▶ _EXERCISE INPUT_:
PR #9607, opened 2026-06-03
chore: prefer generated files from META_OUTPUT_ROOT_FOLDER when set

FDSoftware:


rusefillc:
@FDSoftware do we have "if else" conditional on the generation side of things? Do we really need things to be conditional on the .mk end or can we get away with default empty value of some magic variable or something similar?

firmware/common.mk
```diff
@@ -62,6 +62,11 @@ ifneq ("$(wildcard $(BOARD_DIR)/board_unit_tests.mk)","")
 endif
 LIVE_DATA_GENERATED_DIRS += $(PROJECT_DIR)/live_data_generated
 
+# When META_OUTPUT_ROOT_FOLDER is set prefer generated headers from that location
+ifneq ($(META_OUTPUT_ROOT_FOLDER),)
+	LIVE_DATA_GENERATED_DIRS := $(PROJECT_DIR)/$(META_OUTPUT_ROOT_FOLDER)live_data_generated $(LIVE_DATA_GENERATED_DIRS)
```
rusefillc: @FDSoftware do we need conditional here?

FDSoftware: heh, was updating that over [70a334e](https://github.com/rusefi/rusefi/pull/9607/commits/70a334eec1fb044df51174a724fd4b308476c660)

PR #1875, opened 2026-01-28
Always override console.{log,error} for LSP server

erickpintor:
Currently, the code only overrides stdout and stderr if logging is set. However, LSP clients that use std in and out for protocol communication with the LSP server break if non-conforming messages are printed out.

This patch makes it so the code always overrides both std out and err and let the global LOG_LEVEL constant define weather the message is logged or not.


bugarela:
TBH I'm surprised by this, since in Emacs, the `lsp-log` buffer has never shown server crashes to me (when I look at it). Not sure if I was looking at the wrong thing, or if maybe this is not happening in all instances of `--stdio` language server usages.

I'm fine with the changes tho.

▶ _TASK DETAILS_:
A bare number is the whole answer: state how many lines in the data above contain "need".

▶ _RESULT OF THE TASK_:
2